1.3 Topic 创建过程 (上）

本部分主要梳理 topic 从创建到更新到 zookeeper 之前发生的事。

要创建一个 Topic ，可以通过 Kafka 提供的脚本文件。

打开 ./bin/kafka-topics.sh:

exec $(dirname $0)/kafka-run-class.sh kafka.admin.TopicCommand "$@"

发现其实际上是调用 kafka.admin.TopicCommand 类中的方法来创建 topic，这个类的源代码位于 core模块中的 kafka.admin 包中：

object TopicCommand extends Logging

此处的Logging是 Kafka 中定义的一个特质（trait）而不是一个类，特质（trait）是Scala 当中特有的概念，特质用于在类之间共享程序接口和字段。它类似于Java 8的接口。类和对象 (Objects)可以扩展特质，但是特质不能被实例化，因此特质没有参数。

简单而言，特质的使用就像是它的命名一样，你可以在不添加新的父类的情况下使用特质为一个类增加新功能的横向切入。

回到Logging，它位于core模块的 kafka.utils包中：

trait Logging {

  protected lazy val logger = Logger(LoggerFactory.getLogger(loggerName))

  protected var logIdent: String = _

  Log4jControllerRegistration

  protected def loggerName: String = getClass.getName

  protected def msgWithLogIdent(msg: String): String =
    if (logIdent == null) msg else logIdent + msg

  def trace(msg: => String): Unit = logger.trace(msgWithLogIdent(msg))

  def trace(msg: => String, e: => Throwable): Unit = logger.trace(msgWithLogIdent(msg),e)
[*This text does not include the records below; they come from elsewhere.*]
PR #3081, opened 2020-10-25
Unify axis ordering in gammapy.irf

AtreyeeS:
**Description**

This pull request fixes the axes order in gammapy.irf

**Dear reviewer**


adonath:
Thanks a lot @AtreyeeS! In #3067 @cosimoNigro added some documentation to `gammapy.irf`. Maybe we take the chance and document the internal axis order, that you now implemented for the classes as well? So just adding one sentence per class to the following pages:
- https://docs.gammapy.org/dev/irf/aeff.html#irf-aeff
- https://docs.gammapy.org/dev/irf/edisp.html#irf-edisp
- https://docs.gammapy.org/dev/irf/psf.html#irf-psf
- https://docs.gammapy.org/dev/irf/bkg.html#irf-bkg

AtreyeeS:
Hi! The doc-strings already mention (some) axis oder - I have put them in order now. 
This part of the docs read quite well :)

adonath:
Thanks a lot @AtreyeeS! I used a little script to check the axis order. Here are the results:

Before:
```
Effective area: 

	Axes names:  ['energy_true', 'offset']
	Axes shape:  (96, 6)
	Data shape:  (96, 6)

Energy dispersion: 

	Axes names:  ['energy_true', 'migra', 'offset']
	Axes shape:  (96, 160, 6)
	Data shape:  (96, 160, 6)

Point spread function: 

	Axes names:  ['rad', 'offset', 'energy_true']
	Axes shape:  (144, 6, 32)
	Data shape:  [144, 6, 32]

Background: 

	Axes names:  ['energy', 'fov_lon', 'fov_lat']
	Axes shape:  (20, 50, 50)
	Data shape:  (20, 50, 50)

```

After:
```
Effective area: 

	Axes names:  ['energy_true', 'offset']
	Axes shape:  (96, 6)
	Data shape:  (96, 6)

Energy dispersion: 

	Axes names:  ['energy_true', 'migra', 'offset']
	Axes shape:  (96, 160, 6)
	Data shape:  (96, 160, 6)

Point spread function: 

	Axes names:  ['energy_true', 'offset', 'rad']
	Axes shape:  (32, 6, 144)
	Data shape:  [32, 6, 144]

Background: 

	Axes names:  ['energy', 'fov_lon', 'fov_lat']
	Axes shape:  (20, 50, 50)
	Data shape:  (20, 50, 50)

```

The recommended axis orders in GADF are:
- [Effective area 2D](https://gamma-astro-data-formats.readthedocs.io/en/latest/irfs/full_enclosure/aeff/index.html#aeff-2d) ENERGY, THETA
- [EDISP 2D](https://gamma-astro-data-formats.readthedocs.io/en/latest/irfs/full_enclosure/edisp/index.html#edisp-2d): ENERGY, MIGRA, THETA
- [PSF 3D](https://gamma-astro-data-formats.readthedocs.io/en/latest/irfs/full_enclosure/psf/psf_table/index.html#psf-table): ENERGY, THETA, RAD.
- [Background 3D](https://gamma-astro-data-formats.readthedocs.io/en/latest/irfs/full_enclosure/bkg/index.html#bkg-3d): ENERGY, DETX, DETY

So it seems only the PSF 3D was transposed, but is fixed now. The numpy axis order is now compliant with the recommended order in GADF. From what I can tell it's also equivalent now to what is used in pyirf. Can you please confirm @maxnoe?

adonath:
Looking a bit closer there are a few weird things:
- The in memory order is now compliant with GADF (as shown in my post before)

  def isDebugEnabled: Boolean = logger.underlying.isDebugEnabled

  def isTraceEnabled: Boolean = logger.underlying.isTraceEnabled

  def debug(msg: => String): Unit = logger.debug(msgWithLogIdent(msg))

  def debug(msg: => String, e: => Throwable): Unit = logger.debug(msgWithLogIdent(msg),e)

  def info(msg: => String): Unit = logger.info(msgWithLogIdent(msg))

  def info(msg: => String,e: => Throwable): Unit = logger.info(msgWithLogIdent(msg),e)

  def warn(msg: => String): Unit = logger.warn(msgWithLogIdent(msg))

  def warn(msg: => String, e: => Throwable): Unit = logger.warn(msgWithLogIdent(msg),e)

  def error(msg: => String): Unit = logger.error(msgWithLogIdent(msg))

  def error(msg: => String, e: => Throwable): Unit = logger.error(msgWithLogIdent(msg),e)

  def fatal(msg: => String): Unit =
    logger.error(Logging.FatalMarker, msgWithLogIdent(msg))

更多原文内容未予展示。